Exercise details:
Among the lines of the material below, count those with the string "linear". Give the number alone.

☆ ☆ ☆ ☆ ☆

PR #1917, opened 2023-05-01
add task solution

liza330:
[DEMO LINK](https://liza330.github.io/layout_catalog_hovers/)

### DIFF
--- a/src/styles/blocks/catalog.scss
+++ b/src/styles/blocks/catalog.scss
@@ -17,7 +17,7 @@
     border: 1px solid #ccc;
     border-radius: 5px;
     margin-bottom: 48px;
-    transition-duration: $transition-time;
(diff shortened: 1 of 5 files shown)


src/styles/blocks/catalog.scss
```diff
@@ -17,9 +17,15 @@
     border: 1px solid #ccc;
     border-radius: 5px;
     margin-bottom: 48px;
+    transition-duration: $transition-time;
```
YegorKorenkov: It's more correct to specify for which rule the transition time is set, for example: `transition: color $transition-time`

YegorKorenkov (changes requested):
Please fix minor mistake

YegorKorenkov (approved):
Looks good

PR #1920, opened 2023-05-01
Task solved

olehmahera:
- [DEMO LINK](https://olehmahera.github.io/layout_catalog_hovers/)

### DIFF
--- a/src/styles/blocks/catalog.scss
+++ b/src/styles/blocks/catalog.scss
@@ -18,6 +18,13 @@
     border-radius: 5px;
     margin-bottom: 48px;
 
+    transition: transform $transDur, color $transDur ;
+
+    &:hover {
+      transform: scale(1.2);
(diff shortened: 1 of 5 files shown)


src/styles/blocks/catalog.scss
```diff
@@ -18,6 +18,13 @@
     border-radius: 5px;
     margin-bottom: 48px;
 
+    transition: transform $transDur, color $transDur ;
```
naziamoff, line 21: you want your code to be maximally clear for those who read it
```suggestion
    transition: transform $transition-duration, color $transition-duration ;
```

naziamoff: but good idea to create a variable 👍

naziamoff (approved):
well done 👍 

Also, would be nice to add variables for colors

PR #1922, opened 2023-05-01
add task solution

KatyaZaremska:
- [DEMO LINK](https://KatyaZaremska.github.io/layout_catalog_hovers/)

### DIFF
--- a/src/styles/blocks/catalog.scss
+++ b/src/styles/blocks/catalog.scss
@@ -16,10 +16,17 @@
     height: 300px;
     border: 1px solid #ccc;
     border-radius: 5px;
-    margin-bottom: 48px;
+    margin-bottom: $cardMargin;
+
+    transition: color $transitionDuration, transform $transitionDuration;
+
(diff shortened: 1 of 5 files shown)


src/styles/blocks/catalog.scss
```diff
@@ -16,10 +16,17 @@
     height: 300px;
     border: 1px solid #ccc;
     border-radius: 5px;
-    margin-bottom: 48px;
+    margin-bottom: $cardMargin;
```
naziamoff, line 19: it is a great idea to create variables, but in my opinion variables for margins like that are redundant

src/styles/blocks/catalog.scss
```diff
@@ -16,10 +16,17 @@
...
+
+    transition: color $transitionDuration, transform $transitionDuration;
```
naziamoff, line 21: 🔥

naziamoff (approved):
looks good, but see comments below

PR #1923, opened 2023-05-01
added task solution catalog hovers

holytimy4:
[DEMO LINK](https://holytimy4.github.io/layout_catalog_hovers/)

### DIFF
--- a/src/styles/variables.scss
+++ b/src/styles/variables.scss
@@ -1,0 +1,3 @@
+$cardTitleColor: #34568b;
+$transitionDuration: 0.3s;
+$navigationLinkColor: #00acdc;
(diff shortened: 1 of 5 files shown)


src/styles/variables.scss
```diff
@@ -0,0 +1,3 @@
+$cardTitleColor: #34568b;
+$transitionDuration: 0.3s;
+$navigationLinkColor: #00acdc;
```
naziamoff, line 3: we usually use more generic names for color variables. If you will need the same color at some point, but not in the context of the card title color - will this name be a good choice? That's why we usually have it like `$primary-green`, `$secondary-green`, etc.

naziamoff (approved):
Good job! See one suggestion:

PR #1925, opened 2023-05-02
catalog_hover

Krivets:


src/styles/blocks/catalog.scss
```diff
@@ -18,6 +18,13 @@
     border-radius: 5px;
     margin-bottom: 48px;
 
+    transition-duration: $hover-timing;
```
vlad-demchuk: specify properties you need to apply transition to

vlad-demchuk (changes requested):

src/styles/blocks/catalog.scss
tetiana-ivanchenko: use transition shorthand

src/styles/blocks/header.scss
```diff
@@ -38,5 +38,12 @@
     text-transform: uppercase;
     font-size: 12px;
     font-weight: 500;
+
+    transition-property: color;
+    transition-duration: $hover-timing;
```
tetiana-ivanchenko: use transition shorthand

tetiana-ivanchenko (changes requested):

OleziO (approved):

PR #1928, opened 2023-05-02
added hovers to header links and cards

vladyslav10shevchenko:
- [DEMO LINK](https://sheva10barca.github.io/layout_catalog_hovers/)

### DIFF
--- a/src/styles/utils/_variables.scss
+++ b/src/styles/utils/_variables.scss
@@ -1,4 +1,3 @@
-$transitionTimeHeader: 300ms;
-$transitionTimeCard: 300ms;
+$transitionDuration: 300ms;
 $colorLinkHeader: #00acdc;
 $colorTitleCard: #34568b;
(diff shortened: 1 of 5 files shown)


src/styles/utils/_variables.scss
```diff
@@ -0,0 +1,4 @@
+$transitionTimeHeader: 300ms;
+$transitionTimeCard: 300ms;
```
Anastasiia-Svintsova: Why do you need 2 separate variables for the same value? 
```suggestion
$transition-duration: 300ms;
```

Anastasiia-Svintsova (changes requested):
Great job! Let's add some improvements

src/styles/utils/_variables.scss
vladyslav10shevchenko: in case we wanna have different durations in the future

nazarmatsevych (approved):

PR #1934, opened 2023-05-03
commit

bohdanmayor:
- [DEMO LINK](https://bohdanmayor.github.io/layout_catalog_hovers/)

### DIFF
--- a/src/styles/blocks/catalog.scss
+++ b/src/styles/blocks/catalog.scss
@@ -23,9 +23,7 @@
       margin-right: 48px;
     }
 
-    transition-property: transform;
-    transition-duration: 300ms;
-    transition-timing-function: linear;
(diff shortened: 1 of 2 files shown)


src/styles/blocks/catalog.scss
```diff
@@ -21,5 +22,14 @@
...
       margin-right: 48px;
     }
+
+    transition-property: transform;
+    transition-duration: 300ms;
+    transition-timing-function: linear;
+  }
+
+  &__card:hover {
+    color: #34568b;
```
IvanFesenko: You also changing color< but trasition is only for trasform. Also you can use short hand
`transition: color 0.3s, transform 0.3s linear`

IvanFesenko (changes requested):
Good job, small improvement required

mykhalenych (approved):

PR #138, opened 2020-05-10
Sound rebalance

stallop:
Minor changes to sound in line with the suggested "less is more" approach. Enemy constant noise and bgm values turned down a bit, and I implemented a threshold constant that gets subtracted from all enemy constant noises. This essentially just silences very quiet distant enemies by putting their value below zero, so not all enemies are always making noise.


lsizemore8 (changes requested):
Could you make the flare sound a tad quieter as well? That one is quite loud in comparison. Past that it looks good

stallop:
> Could you make the flare sound a tad quieter as well? That one is quite loud in comparison. Past that it looks good

Just did it.

lsizemore8 (approved):
Looks good

PR #139, opened 2020-05-10
Added a new level

BryanGraeser:
Structured like this: 

Starting flares: 3. Meant to force the player to pick up more flares


BryanGraeser:
Please play it and lmk what you think

ronnie-dumesh:
really like the level overall! The new shooters are a lot bigger so you'd have to put some more distance between the flare and the shooter in the lower-left hand side of the map. I also thought that the stationary enemy in the top-left felt a little cheap. I was trying to avoid the moving enemy and thought I was all free after I flared that one and then the stationary one got me cuz I couldn't tell whether it was there due to the technical limitations of the fog. Consider getting rid of that one but your call 

Also, I beat it without using sneak/sprint at all. That's fine I suppose but not sure if you'd want to force it a little more

Finally, there's a print statement being printed that says "start not safe", not sure what that's about and I couldn't find it in the committed code

ronnie-dumesh:
Also as reference for anyone else testing it's level number 7

ronnie-dumesh:
Also, I beat it without using sneak/sprint at all. That's fine I suppose but not sure if you'd want to force it a little more

BryanGraeser:
Yeah, I wanted this level to be harder hence that stationary enemy, but having it so close to the end may be more frustrating than challenging.

I know what's printing that--it's the pathing and I think it relates to some of the enemies running into walls issues we're having. I can look into it

BryanGraeser:
Okay, should be gtg

PR #140, opened 2020-05-10
changed sprint light radius

stallop:
It's literally just changing a single value in global.json. Idk if I should have made an entire PR just for this, but figured it wouldn't hurt and is pretty easy to check off on.


ronnie-dumesh (approved):
Approved

PR #141, opened 2020-05-10
added new level from Max

stallop:


lsizemore8 (approved):
Resolve the conflict but I like it!

core/assets/jsons/save.json
```diff
@@ -1,50 +1,57 @@
...
+  "levels": [
+    {
+      "name":       "easyLevel",
+      "unlocked":   true,
+      "completed":  true,
+      "path":       "levels/easyLevel.json"
+    },
+    {
+      "name":       "mediumLevel",
+      "unlocked":   true,
```
BryanGraeser: This file should NOT be set to all unlocked. This determines what is initially unlocked in the JAR

BryanGraeser (changes requested):
`core/assets/jsons/save.json` should not have all files unlocked.

core/assets/jsons/save.json
BryanGraeser: You should add your level, but leave everything locked except the first tutorial level

BryanGraeser (approved):
fixed save issues. gtg

PR #142, opened 2020-05-11
Golden master texture fixes

ronnie-dumesh:
Added the new textures for the shooter and the bullet it fires and changed physics bodies respectively. I also replaced references to the "sneakMeter" with "powerMeter" and now sneaking AND sprinting cause it to go down. Finally, I added a death animation that triggers if the player is touched by the enemy. The player can still move for a moment, but I feel that this is fine for realism and don't see any real issues with this.


core/src/com/fallenflame/game/LevelController.java
```diff
@@ -1050,7 +1053,7 @@ public void beginContact(Contact contact) {
             // Check for loss condition 1 (player runs into enemy)
             if((bd1 == player && bd2 instanceof EnemyModel)
                     || (bd1 instanceof  EnemyModel && bd2 == player)){
-                setLevelState(LevelState.LOSS);
+                player.die();
```
lsizemore8, line 1075: It'll probably be worthwhile to, instead of doing this, send up a state (maybe LevelState.LOSING) that, if true, doesn't let the player move. It does feel really strange that I can sprint my character away as it falls to the floor. Either that or the animation needs to be faster, but I think stopping all movement would feel better.

lsizemore8 (changes requested):
I would say that's too long. Either stop all movement (update the enum to have a 4th state, LevelState.LOSING and update GameEngine to, if this state is true, do nothing when the player tries to do any action. Also, make sure you continue to merge master into here, there's been a lot of changes, esp with regards to win/lose state

core/src/com/fallenflame/game/LevelController.java
ronnie-dumesh: So, I made a one line fix that essentially stops the player from moving. When the player is hit by any enemy they now cannot move, however, the player can still be pushed by the walking enemy a very short distance (maybe at most 1m). If any other enemy hits the player they stop on a dime. I think it's ok rn.

core/src/com/fallenflame/game/GameEngine.java
```diff
@@ -406,7 +406,11 @@ public void update(float delta) {
             // If player just stopped sneaking
             level.makeWalk();
         }
-        level.getPlayer().move(moveAngle);
```
lsizemore8: Can you also stop it from creating flares & sprinting/sneaking when they die? Ideally it would stop enemy movement too (so like the only thing that would happen is the death animation once the player is dying), but flares/sneaking/sprinting shouldn't be too hard

lsizemore8 (changes requested):
Definitely a lot better. It's a tad strange that the enemy pushes the player around so ideally enemy movement is stopped too. What would be more important, however, is stopping flares/sneak/sprint as well. That should be easy, but while I'm dying I can trigger the ghost rn, which isn't great.

core/src/com/fallenflame/game/GameEngine.java
BryanGraeser: Is there a way to freeze the world? This is just a hunch, but perhaps not calling world.step()? Not sure if that would break the death animation but something to try

BryanGraeser: FYI that happens here: 
`world.step(timeStep, WORLD_VELOC, WORLD_POSIT);`
in function fixedStep in LevelController

lsizemore8 (approved):
In the future we definitely need to change the minimum sneak/sprint, but this looks good enough that I'm approving

PR #143, opened 2020-05-11
Laura level

lsizemore8:
image


BryanGraeser:
JSON stuff looks good. Haven't playtested yet, but just wanted to comment that

BryanGraeser:
Played it and it seems fine. Tbh is a little easy, but we could just have it as an earlier level (also it may be bc I've played our game so much lol)

lsizemore8:
Yeah that was intentional. I wanted an easier level to be added so we can have a greater range. Will deal with the merge conflicts now/merge it if you can approve it

BryanGraeser (approved):
Technically looks gtg (I resolved merge conflicts). I think it is maybe a little easy and also you call it "force sneak," but if this was the intent I don't think it forces sneak (you can just fire a flare right at the start). If you want to force sneak, maybe start the player with no flares and have them pick them up in the middle of the level, this would also increase difficulty and add another level that uses pickups.

BryanGraeser:
Your choice if you want to make any level design changes before merging

lsizemore8:
Oooh good point. Yeah I'll update that after my next class.

BryanGraeser:
Talked with Laura, merging now and later PR for level design changes.

PR #144, opened 2020-05-11
Ronnie level

ronnie-dumesh:
#Added the ability to specify a different number of start and end flames. 

I couldn't figure out how to have my level be playable by adding it to the end of save.json. Right now it is currently the first level. If someone can help me fix this that'd be appreciated. 

The idea behind this level is that you need to pick up flares and try to finesse your way through either the upper or the lower part of the level. 

[Screenshot from Gyazo](https://gyazo.com/2755fec83aeb4d6b22c738ec05d02458)


core/assets/jsons/global.json
```diff
@@ -238,7 +238,7 @@
         "y": 0.30
       }
     },
-    "maxsneak": 1000
+    "maxsneak": 500
```
BryanGraeser, line 244: Why? Is this to change the sizing of the bar?

BryanGraeser (changes requested):
I have one question, mentioned below. And I have one level design suggestion: define a "startSneakVal" that is lower than the default. It is quite high for this level, and in general I don't think we should use the default value (it is really only there for backwards compatibility).

BryanGraeser:
I also dealt with the save stuff and resolved merge conflicts

BryanGraeser (approved):
nevermind dealt with it myself bc we need to merge

PR #146, opened 2020-05-11
add throwing animation

ronnie-dumesh:
Add throwing animation to fire buddy. Animation does not reset if you throw multiple during its duration.


BryanGraeser (approved):
Play-tested and it looks good to me

PR #147, opened 2020-05-11
balancing changes

BryanGraeser:
- Removed flares from first few tutorial levels
- Removed flares from last non-test level bc otherwise it's crazy easy
- decreased pause time
- set sneak values on a couple levels that didn't have it


lsizemore8 (approved):
gtg

PR #149, opened 2020-05-12
fixed my level to have no flares

lsizemore8:
Made my level more challenged based off of feedback from Bryan.


BryanGraeser (approved):
gtg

☆ ☆ ☆ ☆ ☆

Task answer:
3